BEGIN GIVEN INFORMATION
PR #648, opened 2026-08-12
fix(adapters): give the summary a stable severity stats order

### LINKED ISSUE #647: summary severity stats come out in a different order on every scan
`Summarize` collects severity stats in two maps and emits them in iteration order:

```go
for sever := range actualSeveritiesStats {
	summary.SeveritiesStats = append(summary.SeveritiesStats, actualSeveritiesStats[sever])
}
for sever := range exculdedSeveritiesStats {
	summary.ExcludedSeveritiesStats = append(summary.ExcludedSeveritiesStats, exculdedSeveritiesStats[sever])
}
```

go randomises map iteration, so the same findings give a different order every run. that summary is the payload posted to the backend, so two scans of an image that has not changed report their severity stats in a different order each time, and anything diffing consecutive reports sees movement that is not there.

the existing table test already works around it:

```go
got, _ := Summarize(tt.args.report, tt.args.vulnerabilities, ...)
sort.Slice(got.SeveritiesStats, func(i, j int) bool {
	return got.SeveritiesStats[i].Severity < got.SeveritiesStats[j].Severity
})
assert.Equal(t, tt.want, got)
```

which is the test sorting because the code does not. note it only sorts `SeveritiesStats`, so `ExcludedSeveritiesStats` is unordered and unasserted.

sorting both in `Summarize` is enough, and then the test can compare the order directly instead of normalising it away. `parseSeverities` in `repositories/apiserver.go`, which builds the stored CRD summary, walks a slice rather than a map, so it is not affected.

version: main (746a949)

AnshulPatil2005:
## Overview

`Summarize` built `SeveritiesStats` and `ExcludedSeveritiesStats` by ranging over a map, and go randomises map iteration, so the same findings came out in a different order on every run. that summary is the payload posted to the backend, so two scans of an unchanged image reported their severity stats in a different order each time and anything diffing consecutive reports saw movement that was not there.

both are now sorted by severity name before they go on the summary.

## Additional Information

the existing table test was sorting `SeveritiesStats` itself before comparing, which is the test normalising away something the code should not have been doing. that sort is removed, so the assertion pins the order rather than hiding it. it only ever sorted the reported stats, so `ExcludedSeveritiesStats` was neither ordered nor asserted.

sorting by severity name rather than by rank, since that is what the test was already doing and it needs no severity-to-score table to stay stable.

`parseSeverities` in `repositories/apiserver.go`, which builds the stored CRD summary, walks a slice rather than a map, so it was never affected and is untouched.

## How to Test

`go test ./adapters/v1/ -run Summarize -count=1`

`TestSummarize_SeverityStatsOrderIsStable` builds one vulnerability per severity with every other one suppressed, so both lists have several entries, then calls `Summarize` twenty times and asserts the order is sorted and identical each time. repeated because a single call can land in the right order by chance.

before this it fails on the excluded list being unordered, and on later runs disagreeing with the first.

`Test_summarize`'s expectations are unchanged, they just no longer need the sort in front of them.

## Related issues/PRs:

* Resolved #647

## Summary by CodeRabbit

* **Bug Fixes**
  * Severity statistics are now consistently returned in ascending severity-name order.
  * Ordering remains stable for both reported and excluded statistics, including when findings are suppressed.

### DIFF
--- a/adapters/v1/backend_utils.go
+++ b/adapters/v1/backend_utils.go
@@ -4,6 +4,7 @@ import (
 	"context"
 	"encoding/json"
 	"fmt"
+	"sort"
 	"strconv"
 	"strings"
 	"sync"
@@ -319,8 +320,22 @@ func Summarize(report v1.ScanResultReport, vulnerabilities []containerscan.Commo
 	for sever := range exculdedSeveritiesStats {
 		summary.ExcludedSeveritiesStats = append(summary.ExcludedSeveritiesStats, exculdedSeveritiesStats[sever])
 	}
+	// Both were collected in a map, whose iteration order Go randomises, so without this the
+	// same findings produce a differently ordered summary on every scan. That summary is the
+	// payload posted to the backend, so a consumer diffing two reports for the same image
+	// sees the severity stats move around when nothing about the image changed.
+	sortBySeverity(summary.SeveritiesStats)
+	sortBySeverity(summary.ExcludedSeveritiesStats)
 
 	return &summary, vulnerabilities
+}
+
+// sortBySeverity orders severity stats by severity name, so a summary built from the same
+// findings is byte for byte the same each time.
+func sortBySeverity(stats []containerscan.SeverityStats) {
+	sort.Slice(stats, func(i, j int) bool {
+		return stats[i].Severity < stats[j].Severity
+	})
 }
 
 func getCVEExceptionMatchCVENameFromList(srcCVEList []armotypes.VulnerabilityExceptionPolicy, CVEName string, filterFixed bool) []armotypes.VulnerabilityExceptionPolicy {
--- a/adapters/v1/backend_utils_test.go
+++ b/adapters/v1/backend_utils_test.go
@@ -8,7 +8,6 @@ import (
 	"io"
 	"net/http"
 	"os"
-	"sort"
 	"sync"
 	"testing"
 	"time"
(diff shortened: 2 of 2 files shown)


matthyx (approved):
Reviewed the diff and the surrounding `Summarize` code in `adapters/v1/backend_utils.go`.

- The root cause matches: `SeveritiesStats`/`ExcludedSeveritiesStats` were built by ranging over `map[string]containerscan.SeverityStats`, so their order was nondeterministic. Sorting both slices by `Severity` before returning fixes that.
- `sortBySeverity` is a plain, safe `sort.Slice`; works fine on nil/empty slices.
END GIVEN INFORMATION
- EXERCISE GOAL: The response has to contain every record shown above, unaltered and complete.

- COMPLETED TASK:
PR #648, opened 2026-08-12
fix(adapters): give the summary a stable severity stats order

### LINKED ISSUE #647: summary severity stats come out in a different order on every scan
`Summarize` collects severity stats in two maps and emits them in iteration order:

```go
for sever := range actualSeveritiesStats {
	summary.SeveritiesStats = append(summary.SeveritiesStats, actualSeveritiesStats[sever])
}
for sever := range exculdedSeveritiesStats {
	summary.ExcludedSeveritiesStats = append(summary.ExcludedSeveritiesStats, exculdedSeveritiesStats[sever])
}
```

go randomises map iteration, so the same findings give a different order every run. that summary is the payload posted to the backend, so two scans of an image that has not changed report their severity stats in a different order each time, and anything diffing consecutive reports sees movement that is not there.

the existing table test already works around it:

```go
got, _ := Summarize(tt.args.report, tt.args.vulnerabilities, ...)
sort.Slice(got.SeveritiesStats, func(i, j int) bool {
	return got.SeveritiesStats[i].Severity < got.SeveritiesStats[j].Severity
})
assert.Equal(t, tt.want, got)
```

which is the test sorting because the code does not. note it only sorts `SeveritiesStats`, so `ExcludedSeveritiesStats` is unordered and unasserted.

sorting both in `Summarize` is enough, and then the test can compare the order directly instead of normalising it away. `parseSeverities` in `repositories/apiserver.go`, which builds the stored CRD summary, walks a slice rather than a map, so it is not affected.

version: main (746a949)

AnshulPatil2005:
## Overview

`Summarize` built `SeveritiesStats` and `ExcludedSeveritiesStats` by ranging over a map, and go randomises map iteration, so the same findings came out in a different order on every run. that summary is the payload posted to the backend, so two scans of an unchanged image reported their severity stats in a different order each time and anything diffing consecutive reports saw movement that was not there.

both are now sorted by severity name before they go on the summary.

## Additional Information

the existing table test was sorting `SeveritiesStats` itself before comparing, which is the test normalising away something the code should not have been doing. that sort is removed, so the assertion pins the order rather than hiding it. it only ever sorted the reported stats, so `ExcludedSeveritiesStats` was neither ordered nor asserted.

sorting by severity name rather than by rank, since that is what the test was already doing and it needs no severity-to-score table to stay stable.

`parseSeverities` in `repositories/apiserver.go`, which builds the stored CRD summary, walks a slice rather than a map, so it was never affected and is untouched.

## How to Test

`go test ./adapters/v1/ -run Summarize -count=1`

`TestSummarize_SeverityStatsOrderIsStable` builds one vulnerability per severity with every other one suppressed, so both lists have several entries, then calls `Summarize` twenty times and asserts the order is sorted and identical each time. repeated because a single call can land in the right order by chance.

before this it fails on the excluded list being unordered, and on later runs disagreeing with the first.

`Test_summarize`'s expectations are unchanged, they just no longer need the sort in front of them.

## Related issues/PRs:

* Resolved #647

## Summary by CodeRabbit

* **Bug Fixes**
  * Severity statistics are now consistently returned in ascending severity-name order.
  * Ordering remains stable for both reported and excluded statistics, including when findings are suppressed.

### DIFF
--- a/adapters/v1/backend_utils.go
+++ b/adapters/v1/backend_utils.go
@@ -4,6 +4,7 @@ import (
 	"context"
 	"encoding/json"
 	"fmt"
+	"sort"
 	"strconv"
 	"strings"
 	"sync"
@@ -319,8 +320,22 @@ func Summarize(report v1.ScanResultReport, vulnerabilities []containerscan.Commo
 	for sever := range exculdedSeveritiesStats {
 		summary.ExcludedSeveritiesStats = append(summary.ExcludedSeveritiesStats, exculdedSeveritiesStats[sever])
 	}
+	// Both were collected in a map, whose iteration order Go randomises, so without this the
+	// same findings produce a differently ordered summary on every scan. That summary is the
+	// payload posted to the backend, so a consumer diffing two reports for the same image
+	// sees the severity stats move around when nothing about the image changed.
+	sortBySeverity(summary.SeveritiesStats)
+	sortBySeverity(summary.ExcludedSeveritiesStats)
 
 	return &summary, vulnerabilities
+}
+
+// sortBySeverity orders severity stats by severity name, so a summary built from the same
+// findings is byte for byte the same each time.
+func sortBySeverity(stats []containerscan.SeverityStats) {
+	sort.Slice(stats, func(i, j int) bool {
+		return stats[i].Severity < stats[j].Severity
+	})
 }
 
 func getCVEExceptionMatchCVENameFromList(srcCVEList []armotypes.VulnerabilityExceptionPolicy, CVEName string, filterFixed bool) []armotypes.VulnerabilityExceptionPolicy {
--- a/adapters/v1/backend_utils_test.go
+++ b/adapters/v1/backend_utils_test.go
@@ -8,7 +8,6 @@ import (
 	"io"
 	"net/http"
 	"os"
-	"sort"
 	"sync"
 	"testing"
 	"time"
(diff shortened: 2 of 2 files shown)


matthyx (approved):
Reviewed the diff and the surrounding `Summarize` code in `adapters/v1/backend_utils.go`.

- The root cause matches: `SeveritiesStats`/`ExcludedSeveritiesStats` were built by ranging over `map[string]containerscan.SeverityStats`, so their order was nondeterministic. Sorting both slices by `Severity` before returning fixes that.
- `sortBySeverity` is a plain, safe `sort.Slice`; works fine on nil/empty slices.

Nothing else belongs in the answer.